University quality-management unit should coordinate this and issue guidelines. These guidelines should outline designing courses for VLPs: aim, objectives, contents, assessment, and evaluation. Departments have to be guided in this venture. They can’t just be told do as they think is appropriate and expected to deliver excellently on their outputs. The leadership’s role in our ministry and universities is crucial here so that we don’t jeopardize the entire educational system with measures that would create further crises.
Students should receive government support to access the internet, and cover the costs of phone interviews, communications, and printing. We do not need to create a new system for this. Based on cost-sharing agreements, universities have been providing monthly living allowances to student through the banking system. We can use that method. If the government could think of additional student support programs, it would go a long way to ensure equality of access.
Otherwise, expecting students to read and cover the entire semester courses in a shortened timeline (and all that in absentia) and sit for exam when they return to campus would be inviting poor performance. Without providing support that considers the living conditions of most Ethiopian households, which often do not encourage academic activities, we should not expect students to be as motivated and engaged as we wish them to be.
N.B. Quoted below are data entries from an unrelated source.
PR #82, opened 2018-11-28
sort ObjectKey using canonical ordering

kcking:
This should check an item off of https://github.com/pyfisch/cbor/issues/17. Let me know if you have any questions or concerns! I took care to implement this without needing to serialize the keys


src/value/value.rs
```diff
@@ -374,7 +374,53 @@ pub enum ObjectKey {
...
+    fn partial_cmp(&self, other: &ObjectKey) -> Option<std::cmp::Ordering> {
+        Some(self.cmp(other))
+    }
+}
+
 impl ObjectKey {
+    // Returns a key to sort `ObjectKey`s by major type, then byte-length, then lexicographically
+    // by content. Equivalent to sorting `ObjectKey`s __lexicographically__ by their CBOR serialization.
+    //
+    // Note: the first guidelines regarding canonicalized CBOR
```
pyfisch: Why was the canonical order changed?

pyfisch:
I see this orders only ObjectKey but also lists and even objects can be used as keys. 

With this change it should be relatively easy to serialize `Value` in canonical order but not arbitrary structures with derive.

kcking:
Thanks for taking a look at the changes.

Ah yes this doesn't affect derived struct or map serializations. After looking further, it looks like this might be a limitation of serde and the order of serialization of map keys and struct fields is out of our control.

I suppose my next step would be to look into adding that to serde.

pyfisch:
I am not sure that serde would accept this functionality. We should try before to make it work in serde-cbor even if it is more limited and has a worse API. It should be possible to serialize structs and enums to a CBOR-Value and then canonically serialize this value. (De-serialization is in reverse.) This will be slower and require temporary allocations for the whole message but may be doable without help from serde.

src/value/value.rs
kcking: Some of the discussion regarding the change is located [here](https://www.ietf.org/mail-archive/web/cbor/current/msg00264.html), but mainly for implementation simplicity in that values of different types do not need to be compared.

kcking:
I found a way to achieve map sorting in the serializer impl by overriding `collect_map`. I also modified struct serialization to not write anything until `.end()` is called and do the sorting then.

I haven't given any thought to deserialization -- I suppose a `from_slice_canon` method could re-serialize the value and check that it matches the passed-in bytes. Another method would be to check in real-time that keys are sorted and ints are smallest encoding.

pyfisch:
:tada:

sfackler:
Am I missing something or is there no way to opt out of buffering the entire input and sorting it?

kcking:
Correct, would be easy to add though! Maybe canonicalization should be opt-in

PR #95, opened 2019-02-27
Implement Error::source when available

### LINKED ISSUE #94: Retrieve underlying error from error::Error
I would like to get the e.g. IO-Error from the Error type. So it would be senseful to implement source() or a custom method which can achieve this.

sfackler:
Closes #94

### DIFF
--- a/Cargo.toml
+++ b/Cargo.toml
@@ -17,6 +17,9 @@ byteorder = "1.0.0"
 half = "1.2.0"
 serde = "1.0.14"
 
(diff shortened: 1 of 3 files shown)


pyfisch:
I am working on a new version on the next-version branch. It will support only rust 1.31+. Can you please create a PR for this branch and without the rustc_version crate?

sfackler:
Done! https://github.com/pyfisch/cbor/pull/97

PR #325, opened 2019-08-21
Fix paths with z5py1.5

k-dominik:
with a recent update of z5py, it now correctly returns internal paths only from `visiteditems`:

https://github.com/constantinpape/z5/commit/8ec2ff7555a034b49a2666f79e86707713c93164

requires `z5py>=1.5.1`

### DIFF
--- a/.pre-commit-config.yaml
+++ b/.pre-commit-config.yaml
@@ -3,4 +3,3 @@ repos:
     rev: stable
     hooks:
     - id: black
-language_version: python3.6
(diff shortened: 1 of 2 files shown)


m-novikov:
Do we care about z5py 1.4?

constantinpape:
> Do we care about z5py 1.4?

I don't think there is any reason to support anything < 1.51.
1.51 is on conda-forge, it fixes a lot of bugs and does not link to boost any longer, which makes it behave nicer as a dependency.

PR #329, opened 2019-10-07
Add factory function to create requests returning value

m-novikov:
When we have a certain function that usually returns a Request, but in some cases, when it can't do any actual work and should fallback to just returning a default value we should be able to create dummy request returning value.

Example:

```python
def foo(val):
     if val is None:
        return Request.with_value(32)

     return Request(_heavy_computational_func)
```
I moved ValueRequest from slot.py because it's functionality relevant only to request users.

### DIFF
--- a/lazyflow/request/request.py
+++ b/lazyflow/request/request.py
@@ -1575,7 +1575,7 @@ class _ValueRequest:
             destination.data[...] = ma.getdata(self.result)
             destination.mask[...] = ma.getmaskarray(self.result)
             if isinstance(self.result, ma.masked_array):
-                destination.fill_value = self.result.fill_value
+                destination.set_fill_value(self.result.fill_value)
 
         elif isinstance(destination, collections.MutableSequence) or isinstance(
             self.result, collections.MutableSequence
--- a/lazyflow/request/request.py
+++ b/lazyflow/request/request.py
@@ -22,6 +22,7 @@ from future.utils import raise_with_traceback
 # 		   http://ilastik.org/license/
 ###############################################################################
 # Built-in
+import collections
 import sys
 import heapq
 import functools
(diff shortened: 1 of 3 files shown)


Tomaz-Vieira:
As far as the code goes, LGTM
Still, we have a `ValueRequest` class that skips all of the scheduling machinery in Lazyflow. Are you intentionally avoiding that?

m-novikov:
Nope, will use it.

m-novikov:
Regarding removal of masked array issue reference. Copying masked array works now, but it doesn't copy fill_value, so we still need this if branch.

lazyflow/request/request.py
```diff
@@ -1522,3 +1535,54 @@ def clean(self):
...
+
+    def clean(self):
+        self.result = None
+
+    def writeInto(self, destination):
+        if isinstance(destination, ma.masked_array):
+            destination.data[...] = ma.getdata(self.result)
+            destination.mask[...] = ma.getmaskarray(self.result)
+            if isinstance(self.result, ma.masked_array):
+                destination.fill_value = self.result.fill_value
```
k-dominik: have you tested this code? From the docs i take that `.fill_value` returns the fill value and `.set_fill_value()` is used to set it:
 * https://docs.scipy.org/doc/numpy-1.14.1/reference/maskedarray.baseclass.html#numpy.ma.MaskedArray.fill_value

we currently use numpy `1.14`
`fill_value` as a property is only available as of numpy `1.17.2` (`set_fill_value()` is kept there for compatibility)

m-novikov: > we currently use numpy 1.14
fill_value as a property is only available as of numpy 1.17.2 (set_fill_value() is kept there for compatibility)

I assume it is there just wasn't documented as it worked on even older versions of numpy. Added test.

k-dominik: yeah sorry, I read the code wrong. But really great that it's tested now :)

PR #334, opened 2020-02-11
Reduce number of warnings

k-dominik:
On a quest in reducing noise in tests, and in ilastik in general I've tackled most warnings issued by dependencies. Warning count went down from 188 to 24 when running the tests.

Warnings removed:

* `numpy`:
  * DeprecationWarning: The binary mode of fromstring is deprecated
  * FutureWarning: Conversion of the second argument of issubdtype from `dtype` to `np.generic` is deprecated. In future, it will be treated as `np.object_ == np.dtype(dtype).type`.
  * DeprecationWarning: elementwise == comparison failed; this will raise an error in the future.
* `h5py`:
  * H5pyDeprecationWarning: dataset.value has been deprecated. Use dataset[()] instead.

I'm doing the same in the other repos while I'm at it. Now it's easier to concentrate on our own warnings...

btw. `numpy.array_equal` (and it's sister `numpy.array_equiv`) are awesome, didn't know them before. Those functions eat almost anything

### DIFF
--- a/lazyflow/operators/opSlicedBlockedArrayCache.py
+++ b/lazyflow/operators/opSlicedBlockedArrayCache.py
@@ -138,8 +138,8 @@ class OpSlicedBlockedArrayCache(Operator, ObservableCache):
         ram_per_pixel = 0
         if self.Output.meta.dtype == object or self.Output.meta.dtype == numpy.object_:
             ram_per_pixel = sys.getsizeof(None)
-        elif numpy.issubdtype(self.Output.meta.dtype, numpy.dtype):
-            ram_per_pixel = self.Output.meta.dtype().nbytes
+        elif numpy.issubdtype(self.Output.meta.dtype, numpy.generic):
+            ram_per_pixel = numpy.dtype(self.Input.meta.dtype).itemsize
 
         tagged_shape = self.Output.meta.getTaggedShape()
         if "c" in tagged_shape:
--- a/lazyflow/slot.py
+++ b/lazyflow/slot.py
@@ -1108,7 +1108,6 @@ class Slot(object):
                             # in which case we assume the values are different
                             same = False
 
-                        assert isinstance(same, bool)
                     changed = not same
 
             if changed:
--- a/lazyflow/slot.py
+++ b/lazyflow/slot.py
@@ -1102,13 +1102,13 @@ class Slot(object):
                     same = value is self._value
                     if not same:
                         try:
-                            same = value == self._value
+                            same = numpy.array_equal(value, self._value)
                         except ValueError:
                             # Some values can't be compared with __eq__,
                             # in which case we assume the values are different
                             same = False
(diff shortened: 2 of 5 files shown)


lazyflow/slot.py
```diff
@@ -1102,13 +1102,13 @@ def setValue(self, value, notify=True, check_changed=True, extra_meta={}):
...
-                            same = value == self._value
+                            same = numpy.array_equal(value, self._value)
                         except ValueError:
                             # Some values can't be compared with __eq__,
                             # in which case we assume the values are different
                             same = False
-                        if isinstance(same, (numpy.ndarray, TinyVector)):
-                            same = same.all()
+
+                        assert isinstance(same, bool)
```
Tomaz-Vieira: I can't see any path where `type(same) != bool`... is this still necessary?

k-dominik: me neither, but I am paranoid :ghost:

lazyflow/operators/opSlicedBlockedArrayCache.py
```diff
@@ -138,8 +138,8 @@ def setupOutputs(self):
         ram_per_pixel = 0
         if self.Output.meta.dtype == object or self.Output.meta.dtype == numpy.object_:
             ram_per_pixel = sys.getsizeof(None)
-        elif numpy.issubdtype(self.Output.meta.dtype, numpy.dtype):
-            ram_per_pixel = self.Output.meta.dtype().nbytes
+        elif numpy.issubdtype(self.Output.meta.dtype, numpy.generic):
+            ram_per_pixel = numpy.dtype(self.Input.meta.dtype).itemsize
```
Tomaz-Vieira: I see this `ram_per_pixel` value is now based on the size of `self.Input.dtype` rather than `self.Output.dtype`. Is it correct to have `ram_per_pixel` be base on `Input` some times and on `Output` other times?

k-dominik: that was a type, good catch!

Tomaz-Vieira:
Some heroic work there. I like less pollution in my logs =D

lazyflow/operators/opSlicedBlockedArrayCache.py
k-dominik: on the other hand, the cache doesn't change data-type. So technically it doesn't make a difference. The whole surrounding code also only checks the input. So for now I'd rather leave it like this than going for either a) inconsistency with the surrounding code, or b) polluting this PR with unrelated changes. Are you ok with that?

Tomaz-Vieira: Sure. Let's keep it simple and reviewable. We'll get back to it later =)

k-dominik:
I'm closing this and will do a cleanup for both ilastik + lazyflow once the repos are merged. It's nicer that way imo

Another issue on student financial assistance is for how many months should students’ financial assistance continue? What if, God forbid, we don’t contain the pandemic and our universities could not be safe for students to return? Does it mean we will terminate it and let all the investment go down the drain? This is particularly true for undergraduate students who are expected to complete their academic year after returning to campus.
Assuming things don’t pan out as we hope, we have to start working on the chosen VLPs—revising curriculums, training teachers, boosting ICT capabilities, crafting appropriate and accessible course materials, etc.— so that we will be ready to shift to fully-fledged VLPs when the time arrives. This means students could attend courses online, fulfil course requirements, and complete their academic year. This will justify continued financial support to students while they are off-campus.
To make all this work, we have to ensure everyone is on the same page. There could be debate on how best to do it, but we are all in this together. As such, MoSHE and university leaderships have to ensure efforts are coordinated. Otherwise, the ethical and policy problems confronting our higher education system as we depend more and more on ICT for VLPs will be daunting.
And, the consequences could be ruinous for a system that has not yet started recovering from years of decline.